» What you should do: Nothing past the line containing "PR #3193, opened 2024-02-10" belongs in the output. Copy exactly every line of the data below from the first up to and including it.

» Task inputs:
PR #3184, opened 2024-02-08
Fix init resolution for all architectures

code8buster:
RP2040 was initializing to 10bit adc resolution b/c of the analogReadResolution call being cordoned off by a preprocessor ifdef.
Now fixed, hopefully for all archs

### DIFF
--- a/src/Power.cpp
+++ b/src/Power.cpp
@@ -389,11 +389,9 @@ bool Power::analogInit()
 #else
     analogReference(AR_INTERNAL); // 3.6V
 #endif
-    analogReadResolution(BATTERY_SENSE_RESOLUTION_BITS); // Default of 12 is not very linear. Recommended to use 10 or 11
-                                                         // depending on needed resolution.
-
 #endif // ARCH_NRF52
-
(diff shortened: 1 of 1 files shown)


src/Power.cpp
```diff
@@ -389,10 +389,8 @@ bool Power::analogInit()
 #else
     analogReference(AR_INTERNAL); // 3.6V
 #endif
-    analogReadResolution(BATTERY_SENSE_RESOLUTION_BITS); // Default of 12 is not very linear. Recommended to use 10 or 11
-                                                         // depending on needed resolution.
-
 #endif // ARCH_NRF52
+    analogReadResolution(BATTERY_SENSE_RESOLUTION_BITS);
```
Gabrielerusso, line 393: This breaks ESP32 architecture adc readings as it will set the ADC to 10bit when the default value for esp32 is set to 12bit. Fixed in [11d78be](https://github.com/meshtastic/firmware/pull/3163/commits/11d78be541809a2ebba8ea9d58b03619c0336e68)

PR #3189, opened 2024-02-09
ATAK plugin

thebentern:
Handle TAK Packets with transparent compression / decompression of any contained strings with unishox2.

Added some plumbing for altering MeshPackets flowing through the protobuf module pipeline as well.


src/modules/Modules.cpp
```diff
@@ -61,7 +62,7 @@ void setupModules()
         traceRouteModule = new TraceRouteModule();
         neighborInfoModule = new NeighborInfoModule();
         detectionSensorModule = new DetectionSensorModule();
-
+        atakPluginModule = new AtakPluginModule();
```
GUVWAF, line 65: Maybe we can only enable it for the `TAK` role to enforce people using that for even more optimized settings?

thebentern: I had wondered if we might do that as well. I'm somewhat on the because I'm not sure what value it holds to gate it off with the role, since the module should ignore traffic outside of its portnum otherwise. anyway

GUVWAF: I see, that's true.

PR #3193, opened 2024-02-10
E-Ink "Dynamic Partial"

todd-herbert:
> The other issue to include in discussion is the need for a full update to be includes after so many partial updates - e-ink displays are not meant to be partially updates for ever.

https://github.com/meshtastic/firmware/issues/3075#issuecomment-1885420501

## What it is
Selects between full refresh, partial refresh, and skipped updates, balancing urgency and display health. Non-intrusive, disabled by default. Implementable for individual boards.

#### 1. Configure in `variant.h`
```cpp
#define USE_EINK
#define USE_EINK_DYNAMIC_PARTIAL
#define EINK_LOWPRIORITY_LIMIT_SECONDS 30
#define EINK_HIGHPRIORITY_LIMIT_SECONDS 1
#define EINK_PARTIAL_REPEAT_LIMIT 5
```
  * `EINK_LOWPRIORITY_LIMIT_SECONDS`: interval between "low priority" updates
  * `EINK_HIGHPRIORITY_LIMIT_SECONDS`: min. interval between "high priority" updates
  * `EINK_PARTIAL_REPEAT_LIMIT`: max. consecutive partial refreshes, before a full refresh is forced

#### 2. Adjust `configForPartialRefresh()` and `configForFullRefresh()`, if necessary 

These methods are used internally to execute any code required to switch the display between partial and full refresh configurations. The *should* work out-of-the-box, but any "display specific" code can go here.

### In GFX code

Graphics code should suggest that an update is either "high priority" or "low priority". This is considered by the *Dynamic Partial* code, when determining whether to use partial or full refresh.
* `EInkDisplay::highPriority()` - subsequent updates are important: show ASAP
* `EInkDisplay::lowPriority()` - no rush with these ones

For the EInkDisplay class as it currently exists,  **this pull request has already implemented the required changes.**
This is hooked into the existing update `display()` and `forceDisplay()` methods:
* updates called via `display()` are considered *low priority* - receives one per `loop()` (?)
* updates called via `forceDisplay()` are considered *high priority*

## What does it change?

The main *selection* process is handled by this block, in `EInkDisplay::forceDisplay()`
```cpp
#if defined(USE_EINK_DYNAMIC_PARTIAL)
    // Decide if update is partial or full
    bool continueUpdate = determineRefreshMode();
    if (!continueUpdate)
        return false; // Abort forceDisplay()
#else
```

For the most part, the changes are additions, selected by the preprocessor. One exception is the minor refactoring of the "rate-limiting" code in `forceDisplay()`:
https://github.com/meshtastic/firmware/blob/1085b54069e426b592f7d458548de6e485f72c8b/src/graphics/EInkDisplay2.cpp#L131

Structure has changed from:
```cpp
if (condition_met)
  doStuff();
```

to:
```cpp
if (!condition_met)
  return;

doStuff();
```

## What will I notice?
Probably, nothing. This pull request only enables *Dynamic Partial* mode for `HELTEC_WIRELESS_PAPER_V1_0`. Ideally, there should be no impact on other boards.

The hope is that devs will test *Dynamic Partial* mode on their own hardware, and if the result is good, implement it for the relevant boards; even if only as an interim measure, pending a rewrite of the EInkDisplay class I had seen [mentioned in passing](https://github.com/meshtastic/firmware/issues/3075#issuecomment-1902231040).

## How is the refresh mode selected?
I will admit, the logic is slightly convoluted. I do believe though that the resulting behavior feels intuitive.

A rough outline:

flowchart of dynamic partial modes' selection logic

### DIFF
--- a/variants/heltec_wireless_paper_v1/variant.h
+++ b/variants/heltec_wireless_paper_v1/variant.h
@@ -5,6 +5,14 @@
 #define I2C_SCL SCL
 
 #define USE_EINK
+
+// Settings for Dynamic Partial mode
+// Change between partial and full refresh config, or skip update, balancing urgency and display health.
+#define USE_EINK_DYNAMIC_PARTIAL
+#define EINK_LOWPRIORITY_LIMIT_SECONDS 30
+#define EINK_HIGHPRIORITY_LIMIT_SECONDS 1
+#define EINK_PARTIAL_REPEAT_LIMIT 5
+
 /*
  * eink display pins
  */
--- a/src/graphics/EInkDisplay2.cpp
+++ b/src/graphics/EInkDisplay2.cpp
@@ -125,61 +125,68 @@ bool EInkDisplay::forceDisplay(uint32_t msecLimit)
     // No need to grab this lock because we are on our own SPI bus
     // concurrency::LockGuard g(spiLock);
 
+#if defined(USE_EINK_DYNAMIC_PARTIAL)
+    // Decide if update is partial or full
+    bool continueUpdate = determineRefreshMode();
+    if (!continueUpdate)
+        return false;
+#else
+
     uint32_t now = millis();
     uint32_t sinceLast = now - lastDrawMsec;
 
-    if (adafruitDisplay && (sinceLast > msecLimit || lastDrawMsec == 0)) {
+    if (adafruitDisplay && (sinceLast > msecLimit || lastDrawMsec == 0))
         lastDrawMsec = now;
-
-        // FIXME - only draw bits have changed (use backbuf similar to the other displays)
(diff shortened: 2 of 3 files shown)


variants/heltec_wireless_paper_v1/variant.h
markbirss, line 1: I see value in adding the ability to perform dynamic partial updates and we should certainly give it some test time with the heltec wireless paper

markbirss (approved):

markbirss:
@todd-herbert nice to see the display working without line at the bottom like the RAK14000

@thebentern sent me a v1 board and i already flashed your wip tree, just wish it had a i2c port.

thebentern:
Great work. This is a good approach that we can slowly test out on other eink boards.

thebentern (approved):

» Task result:
PR #3184, opened 2024-02-08
Fix init resolution for all architectures

code8buster:
RP2040 was initializing to 10bit adc resolution b/c of the analogReadResolution call being cordoned off by a preprocessor ifdef.
Now fixed, hopefully for all archs

### DIFF
--- a/src/Power.cpp
+++ b/src/Power.cpp
@@ -389,11 +389,9 @@ bool Power::analogInit()
 #else
     analogReference(AR_INTERNAL); // 3.6V
 #endif
-    analogReadResolution(BATTERY_SENSE_RESOLUTION_BITS); // Default of 12 is not very linear. Recommended to use 10 or 11
-                                                         // depending on needed resolution.
-
 #endif // ARCH_NRF52
-
(diff shortened: 1 of 1 files shown)


src/Power.cpp
```diff
@@ -389,10 +389,8 @@ bool Power::analogInit()
 #else
     analogReference(AR_INTERNAL); // 3.6V
 #endif
-    analogReadResolution(BATTERY_SENSE_RESOLUTION_BITS); // Default of 12 is not very linear. Recommended to use 10 or 11
-                                                         // depending on needed resolution.
-
 #endif // ARCH_NRF52
+    analogReadResolution(BATTERY_SENSE_RESOLUTION_BITS);
```
Gabrielerusso, line 393: This breaks ESP32 architecture adc readings as it will set the ADC to 10bit when the default value for esp32 is set to 12bit. Fixed in [11d78be](https://github.com/meshtastic/firmware/pull/3163/commits/11d78be541809a2ebba8ea9d58b03619c0336e68)

PR #3189, opened 2024-02-09
ATAK plugin

thebentern:
Handle TAK Packets with transparent compression / decompression of any contained strings with unishox2.

Added some plumbing for altering MeshPackets flowing through the protobuf module pipeline as well.


src/modules/Modules.cpp
```diff
@@ -61,7 +62,7 @@ void setupModules()
         traceRouteModule = new TraceRouteModule();
         neighborInfoModule = new NeighborInfoModule();
         detectionSensorModule = new DetectionSensorModule();
-
+        atakPluginModule = new AtakPluginModule();
```
GUVWAF, line 65: Maybe we can only enable it for the `TAK` role to enforce people using that for even more optimized settings?

thebentern: I had wondered if we might do that as well. I'm somewhat on the because I'm not sure what value it holds to gate it off with the role, since the module should ignore traffic outside of its portnum otherwise. anyway

GUVWAF: I see, that's true.

PR #3193, opened 2024-02-10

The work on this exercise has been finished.